А когда, поднявшись на пирамиду, вошли в храм Циминчака, – остолбенели!
Ничего подобного им не доводилось видеть. С пернатыми змеями, ягуарами и прочими клыкастыми, клювастыми и лупоглазыми идольскими мордами они уже кое-как свыклись.
А тут с высоты благосклонно взирал белый конь в натуральную величину. У ног его лежали подношения – от маисовых лепешек до нефритовых браслетов – и дымилась ароматическая смола копаль.
Монахи воздели очи к небу, но и там не нашли утешения – с потолка храма на цветных веревочках свешивались усохшие лошадиные мощи. А именно, две ноги и череп, окуриваемые благовонными травами.
Брат Хуан побелел, как статуя, и в сердцах ухватил тяжеленный жертвенный камень. Когда-то его поднимали на пирамиду пятеро дюжих работников.
С именем Божьим на устах Хуан метнул эту глыбу в идола.
Раздался удар, подобный грому, и все сгинуло, окутавшись плотным белым облаком.
Услыхав голос Громового Тапира, успели собраться горожане. И теперь, потрясенные, наблюдали, как голова Циминчака, подпрыгивая и крошась, катится по ступеням пирамиды.
Когда же пыль наконец осела и в храме прояснилось, все ахнули, увидев, что черные монахи превратились в белых, а безголовый Циминчак мерно покачивается, готовясь то ли поскакать, то ли рухнуть.

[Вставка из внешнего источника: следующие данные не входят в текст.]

PR #2973, opened 2025-02-25
Ai review to functional

GreenAsJade:
Fixes need to wrap AIReview for context, and other React.Component limitations

## Proposed Changes

  -  Followed the steps to convert to functional
  
  BUT

I tried to set up tests for this and it proved too hard to mock.  I had intended to at least make sure the same tests pass on before and after.

It has a lot of conditional stuff in it, so it's hard to be sure some use-case is not broken.

### DIFF
--- a/src/views/Game/AIReview.tsx
+++ b/src/views/Game/AIReview.tsx
@@ -23,7 +23,7 @@ import Select, { components } from "react-select";
 import { UIPush } from "@/components/UIPush";
 import { AIReviewStream, ai_request_variation_analysis } from "@/components/AIReviewStream";
 import { openBecomeASiteSupporterModal } from "@/views/Supporter";
-import { errorAlerter, errorLogger, Timeout } from "@/lib/misc";
+import { errorAlerter, errorLogger } from "@/lib/misc";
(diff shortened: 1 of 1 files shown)


anoek:
Nice, this was one of the big ones that was still a class :)

First thing I notice is when loading an existing review, instead of the graph popping up instantly it seems to be waiting for some UI update. If I reload and hit an arrow key to go back a move, it pops up instantly then, so I think it just needs a refresh at some appropriate time, I'd assume after loading but unsure.

The other thing I notice is when exploring variations I'm not seeing any updates on the board to show what the AI is thinking, the graph also seems delayed. Going back a move and then forward again does show the updates, so I think it's a similar issue as above, but maybe not the same thing.

anoek:
It's up on beta, might replicate better on there for you if you were seeing everything working as expected on your local dev system.

GreenAsJade:
Darn - I think I'll need to solve "why doesn't AI work in my Dev environment" first.

And, darn, the fragile ViewReport page has become unworkable, so I think I need to deal with that first.

Hence parking this.

GreenAsJade:
Nah we really need to do this :)

PR #2975, opened 2025-02-25
Hide user's empty associations and servers

### LINKED ISSUE #2805: Can't clear other server ranks once I selected one previously
**Describe the bug**
Description above. I selected GoQuest and KGS before in the rank selection and set it back to select a rank, and it displays a ? instead of removing it from the list.

**To Reproduce**
1. Go to Account Linking
2. Select a rank on any association
3. Unselect it and navigate to profile
4. See error - rank displays a ? instead of nothing

**Expected behavior**
Rank displays nothing

**Screenshots**

image

 - OS: Windows 10
 - Browser: Chrome
 - Version:

**Additional context**

bodrych:
Fixes #2805

### DIFF
--- a/src/views/User/User.tsx
+++ b/src/views/User/User.tsx
@@ -654,12 +654,13 @@ function SelfReportedAccountLinkages({
 }): React.ReactElement {
     const associations = [1, 2, 3] as const;
     const userAssociations = [];
-    for (const i of associations) {
-        const country = links[`org${i}`];
-        const id = links[`org${i}_id`];
-        const rank = links[`org${i}_rank`];
+    for (const num of associations) {
+        const country = links[`org${num}`];
+        const id = links[`org${num}_id`];
+        const rank = links[`org${num}_rank`];
         if (country && (id || (rank && rank > 0))) {
             userAssociations.push({
+                num,
                 country,
                 id,
                 rank,
@@ -686,6 +687,7 @@ function SelfReportedAccountLinkages({
         const rank = links[`${server}_rank`];
         if (id || (rank && rank > 0)) {
             userServers.push({
+                server,
                 name,
                 id,
                 rank,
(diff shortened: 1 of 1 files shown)


src/views/User/User.tsx
```diff
@@ -652,46 +652,58 @@ function SelfReportedAccountLinkages({
...
-            <ServerLink name={_("Yike Weiqi")} id={links.yike_username} rank={links.yike_rank} />
-            <ServerLink name={_("GoQuest")} id={links.goquest_username} rank={links.goquest_rank} />
-            <ServerLink
-                name={_("BadukPop")}
-                id={links.badukpop_username}
-                rank={links.badukpop_rank}
-            />
+            {userAssociations.length > 0 && <h3>{_("Associations")}</h3>}
+            {userAssociations.map((props) => (
+                <AssociationLink {...props} />
```
anoek, line 700: Need to have a `key` prop on this to avoid React complaining at us on the console, either the index or name I reckon

src/views/User/User.tsx
```diff
@@ -652,46 +652,58 @@ function SelfReportedAccountLinkages({
...
+            ))}
+
+            {userServers.length > 0 && <h3>{_("Servers")}</h3>}
+            {userServers.map((props) => (
+                <ServerLink {...props} />
```
anoek, line 705: Same here

anoek (changes requested):
Thanks for working on this!

src/views/User/User.tsx
bodrych: I used the spread syntax. The properties are the same as they were (country, id, rank), so react doesn't complain about it.
Should I explicitly define the properties in order to make code more readable maybe?

GreenAsJade: I think

`{userAssociations.map((props) => (
    <AssociationLink key={props.id} {...props} />
))}`

is needed, which is OK since those associations do have unique ids

anoek:
I see the done message but no new commits - did you forget to push by chance?

bodrych:
Should be okay

anoek (approved):

anoek:
Thanks!

PR #3308, opened 2025-11-06
Fix React import in LearningHub

anoek:
Fixes "Invalid hook call"'s caused by differing ways React is imported in the LearningHub modules. This caused the build to include two copies of React which is the real root cause of the hook error.

FYI @TCGWim basically we just need to import react like this:

```ts
```

(as opposed to `import React from "react";`)


anoek:
Actually @TCGWim I thought this fixed it but it did not, so while a harmless change I think, so far it's not addressing the problem. Will tag you on another PR when I figure it out.

PR #3328, opened 2025-11-25
Admin anullment settings support

GreenAsJade:
Fixes not being able to tweak bulk annulment criteria

## Proposed Changes

  - Enable the moderator UI to give Admin a table to do this.
  
Needs https://github.com/online-go/moderator-ui/pull/24


GreenAsJade:
Actually, this is how it is supposed to be: the settings we're talking about are used when the moderator does the auto annul.

PR #3337, opened 2025-12-09
Unranked tournaments

anoek:
Add support for marking a tournament as unranked


anoek:
We backfill so wrong claude

PR #3347, opened 2025-12-13
Remove network idle waits, fix report-button-click popover handling

GreenAsJade:
Fixes instability in running e2e


GreenAsJade:
Note: if the button is not enabled, the test will fail when we go to click it.

PR #3354, opened 2025-12-22
Adjust Player username margin in ProfileCard styles

cassidoo:
Currently on OGS, there is a slight leading margin on the player's username in `.Player .Player-username` (.25rem to be exact). On the homepage, it shows slightly off compared to other elements:

image

It *may* be worth removing the margin entirely from `src/components/Player/Player.styl`. I went through a few parts of the site to check out if it was necessary and couldn't find any use cases, but it's possible I missed an edge case I didn't think of.


anoek:
Thanks!

PR #3355, opened 2025-12-23
Cm use voter notes instead of dissenter note

GreenAsJade:
Fixes CMs feeling sad that they can't comment on important things they can see about a report.

## Proposed Changes

  - Let them all make a comment, instead of using dissenter_note only for dissention.

( Could do with https://github.com/online-go/ogs/pull/2238 , although does work without. )


GreenAsJade:
@claude I'm not getting typescript errors, automated checkin tests passed.  I wonder what is going on?

PR #3362, opened 2026-01-01
Show move categories and breakdown for all users

anoek:
image

image


anoek:
@claude you were looking at old code somehow, we don't differentiate between fast and full categories anymore

Issue #3377, opened 2026-01-17
In challenge modal, the Delete button in the preferred settings bar can overflow the modal


pt8o:
**Describe the bug**
Delete button overflows the challenge modal when the selected preferred game setting has a very long description.

**To Reproduce**
1. In the challenge modal, create a "preferred setting" that will have a long description that goes to a 2nd line (e.g. min/max rankings, analysis disabled, verbose time settings)
2. When that setting is selected, the Delete button to the right will overflow the modal

**Expected behavior**
Delete button should not overflow the modal

**Screenshots**
<img width="888" height="602" alt="Image" src="https://github.com/user-attachments/assets/3a3e518c-a09a-46f7-9e92-0d77f18491ac" />

**Desktop (please complete the following information):**
 - OS: MacOS and Linux
 - Browser: Firefox
 - Version: 146.0.1

PR #3378, opened 2026-01-17
fix Delete button overflowing challenge modal

pt8o:
Fixes https://github.com/online-go/online-go.com/issues/3377

## Proposed Changes

In a flexbox, `minWidth: 0` on a child component makes the parent properly calculate that child's width based on its box bounds. Without it, the width is calculated based on child content, i.e. the long text. Even if the text is cut off with an `overflow: hidden`, its non-truncated width bubbles up to the flex parent and is used to calculate the container width.

Before:
Screenshot_20260116_212427

After:
Screenshot_20260116_212440

### DIFF
--- a/src/components/ChallengeModal/ChallengeModal.tsx
+++ b/src/components/ChallengeModal/ChallengeModal.tsx
@@ -1476,7 +1476,7 @@ export class ChallengeModalBody extends React.Component<ChallengeModalInput, Cha
                 <hr />
                 <div className="preferred-settings-container">
                     <div style={{ display: "flex", gap: "1em", alignItems: "center" }}>
-                        <div style={{ flex: 1 }}>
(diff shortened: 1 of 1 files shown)


GreenAsJade:
Any chance of an e2e test for this?   There are existing ChallengeModel tests.

https://github.com/online-go/online-go.com/blob/main/e2e-tests/README.md

pt8o:
I'm not sure... what would the test case be? That the styling rule is applied?

GreenAsJade:
I guess that since the button still appeared (but outside where it should be) that's a great question!

Typically the tests are for "existence of UI elements".

So maybe it just isn't a sensible thing to test 🧐

anoek:
Thanks for the fix!

PR #3647, opened 2026-08-08
Show game name in preferred settings dropdown (#3592)

prisect:
The preferred settings dropdown in the challenge modal now shows the game name first when one is set (e.g. "My Game | Unranked, 19x19..."). Unnamed settings are unchanged. Named settings sort alphabetically before unnamed ones. Solves #3592.

Why: Saved settings are hard to distinguish when they all read "Unranked, 19x19, Japanese rules..." as shown by screenshot of #3592.

Also added unit and component tests (428 total pass). Type-check, lint prettier and build all clean

PR #3655, opened 2026-08-11
Preserve raw game name when saving preferred settings

prisect:
As I was looking back through my previous pr commit (#3647) I noticed the unnamed-game handling wasn't actually reachable. 

`getChallenge()` stamps a localized "Friendly Match" name on every game before saving so settings never had an empty name. Default-named games ended up sorting among the named ones instead of after them, which is what the original issue asked for.

This change keeps the raw typed name when saving so unnamed games stay
unnamed and sort last, also added tests for the save path plus the `Replication` mock they need.

You're welcome!


anoek:
Thanks for following back and getting that fixed!

PR #3656, opened 2026-08-11
Fix tournament list horizontal clipping on mobile (#3544)

cMohammadT:
On narrow viewports the tournament tables use nowrap cells, so content is wider than the screen. PaginatedTable constrained the table itself to 100dvw, which can clip the left side on iOS instead of allowing the wrapper to scroll.

Scope the fix to TournamentList: allow the table to size to its content and keep overflow-x scrolling on the wrapper (including schedule table).


anoek:
Thanks!

Issue #3642, opened 2026-08-04
Hover/redraw flicker in game review links


spookyboygo:
**Describe the bug**
I’m finding it difficult to follow a review because the screen flickers when I hover over the variation links. See video.

**To Reproduce**
Put mouse over a variation link in a review. See attached video.

**Expected behavior**
Text should not move when mouse is over it.

**Screenshots**
Video attached.

https://github.com/user-attachments/assets/940dd431-7220-4abf-bcab-45450df2ae2b

**Desktop (please complete the following information):**

Firefox on a Mac.

prisect:
browser issue?

anoek:
No, it's a space reservation issue, hover and that text jumps causing the mouse to not hover, which jumps back, which causes it to hover, etc..

anoek:
I couldn't reproduce this with the latest ui stuff, closing as fixed but please re-open if it's still an issue in some cases

PR #3657, opened 2026-08-11
Prevent variation link hover from reflowing chat text (#3642)

cMohammadT:
Underline was applied only on hover, which shifted chat line layout and made review variation/position links flicker under the cursor.

Reserve underline space always and only change decoration color on hover.

### DIFF
--- a/src/views/Game/GameChat.css
+++ b/src/views/Game/GameChat.css
@@ -96,6 +96,7 @@
         display: flex;
         align-items: flex-end;
         justify-content: center;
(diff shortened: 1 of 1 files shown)


anoek (changes requested):
Hmm, did you verify that you were able to reproduce the error before, and then this patched fixed the error?

I'm skeptical because the underline text-decoration doesn't change the dimensions of the rendered font, so wouldn't cause a reflow.

Issue #3011, opened 2025-03-22
Nav bar scrolls out of view on Chat page


shinuito:
**Describe the bug**
For some reason on the chat page, on mobile at least, the nav bar page seems to be scrollable and frequently scrolls out of view.

**To Reproduce**

You can scroll this element out of view and sometimes it happens by itself.

<img width="414" alt="Image" src="https://github.com/user-attachments/assets/3bc04264-9089-4117-a6d6-c0e0ff6925ac" />

<img width="414" alt="Image" src="https://github.com/user-attachments/assets/7208d4bf-77e0-484c-939b-429e4e76c877" />

**Expected behavior**
It should be the same as every other page and not scroll out of view.

**Smartphone (please complete the following information):**
 - iPhone11
 - safari

shinuito:
@gsouf might be a good person to ask. I see a lot of style changes to the nav bar for accessibility.

Maybe we can hide the bullet points as well

<img width="225" alt="Image" src="https://github.com/user-attachments/assets/51754136-08a3-4290-920f-ad93cc3f70e1" />

shinuito:
Yes I think that's a better way of phrasing it for the nav bar :)

Yes it's a funny one the bullet points, I'm not seeing it on desktop safari but only on mobile safari for some reason.

Thanks for having a look!

PR #3658, opened 2026-08-11
Keep site navbar fixed while Chat page is open (#3011)

cMohammadT:
ChatView is position:fixed under the navbar, but mobile browsers can still scroll the document and push the navbar off-screen. Lock body overflow while the chat page is mounted and disable overscroll chaining.


anoek:
This seems to make the perceived problem worse. Please test your patches before submitting PRs.

Issue #3461, opened 2026-03-27
On mobile view, active games (numbers) overlapping with rating charts details


zeemai:
**Describe the bug**
On mobile view, active games (numbers) overlaps with rating charts details

**To Reproduce**
1. Go to the User page
2. View on phones
3. Scroll down to Rating Charts
4. See the overlapping

**Expected behavior**
Not overlapping

**Screenshots**
<img width="308" height="330" alt="Image" src="https://github.com/user-attachments/assets/dae8f47c-264b-422a-a339-0bda451f5ab0" />

**Smartphone (please complete the following information):**
 - Device: [iPhone16 Pro]
 - OS: [iOS18.5]
 - Browser [Google App]
 - Version [413.00]

**Additional context**
It started few weeks ago out of nowhere.

viczommers:
@GreenAsJade @anoek seems like a simple css ts model fix - happy to write a pr if worthwile

GreenAsJade:
Yeah please go for it, just of course take care with the whole responsive layout effects :)

PR #3659, opened 2026-08-11
Prevent ratings chart controls overlapping details on mobile (#3461)

cMohammadT:
On narrow screens the absolute graph-type toggle can cover chart axis labels and game-count details. Flow the toggle normally under 768px and allow the chart container to scroll horizontally if needed.

### DIFF
--- a/src/views/User/User.css
+++ b/src/views/User/User.css
@@ -484,11 +484,22 @@
         .ratings-chart {
             display: flex;
             flex-direction: column;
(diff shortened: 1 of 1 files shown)


anoek (changes requested):
New version seems to introduce a scroll bar, I'm also not seeing what this is fixing, do you have a screenshot as to what this is fixing and that it is fixed?

Issue #2619, opened 2024-03-11
Game sorting shows a rengo game where it isnt my turn at the top


kobakitty:
I have this rengo game at the top of my list, altought its not my turn to play https://online-go.com/game/51256536
It looks like there was an undo just recently, i think that might have messed something up with the sorting?
Pic: 
![image](https://github.com/online-go/online-go.com/assets/29932807/5638b031-4fa7-4758-8395-84f8a336d294)

anoek:
Possibly related to https://github.com/online-go/online-go.com/issues/2619

PR #3660, opened 2026-08-11
Fix/issue 2452 rengo clock sort

### LINKED ISSUE #2452: Rengo clocks are probably sorted strangely
#2443 started sorting by the remaining time on clocks that weren't running. It assumed that `this.props.player.id` was always equal to exactly one of `clock.black_player_id` or `clock.white_player_id`. I was just looking at the code and developer console (to file #2451) and realized that this assumption is false for rengo games, since sometimes neither white nor black is "this" player.

I think what we want is:
- If it's `this.props.player.id`s turn, sort by the current clock (existing code is probably correct)
- Else, sort by whoever's turn it is, by checking `current_player_id` against `clock.black_player_id`

cMohammadT:
Players on a rengo team may not match black_player_id / white_player_id.
Detect side via team membership so clock and opponent sorts use the correct color for the listed player.

### Changes
- Add isPlayerBlack() helper (clock ids → rengo teams → game.black fallback)
- Use it for clock sort, opponent-clock sort, and opponent name sort

Fixes #2452
Related: #2619


anoek:
Hmm, I think 2619 might be the issue to try to fix, I think this patch isn't actually fixing something we want though as I *think* this patch would make it so if it is anyones turn to move on a rengo game it would sort as though it is *your* move, which isn't something we want. Please correct me if I'm wrong though and feel free to re-open.

Issue #3564, opened 2026-05-15
resign/info buttons are too close


scottdraves:
**Describe the bug**
When i move the mouse towards the resign button, instead the game info panel opens.

**To Reproduce**
1. Play a game
2. Move the mouse to the resign button
3. Info panel opens, covering the button

**Expected behavior**
Click to resign

**Screenshots**

**Desktop (please complete the following information):**
 - OS: macOS
 - Browser: latest chrome

here is how the buttons are positioned during the game, when i decide to resign:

«Надо же, треснул! – изумился про себя Чанеке. – Хоть одна моя просьба услышана!»
Он с детских лет недолюбливал Циминчака, но сейчас, когда его изуродовали, пожалел и даже поддержал, не дав упасть и окончательно разбиться.
Конечно, от гостей-монахов не ожидали подобного зверства!
Их схватили и потащили на площадь, пиная и проклиная. Какой-то носильщик-тамеме, сбросив с плеч поклажу, исхитрился укусить брата Хуана за щеку.
Монахи горячо, поспешно молились, понимая, что души их в самом скором времени отлетят на небеса. Над ними уже клубились белые облачка пыли.
Чанеке смотрел с вершины пирамиды, как Хуана и Бартоломео швырнули посреди площади подле каменного столба, изрезанного письменами.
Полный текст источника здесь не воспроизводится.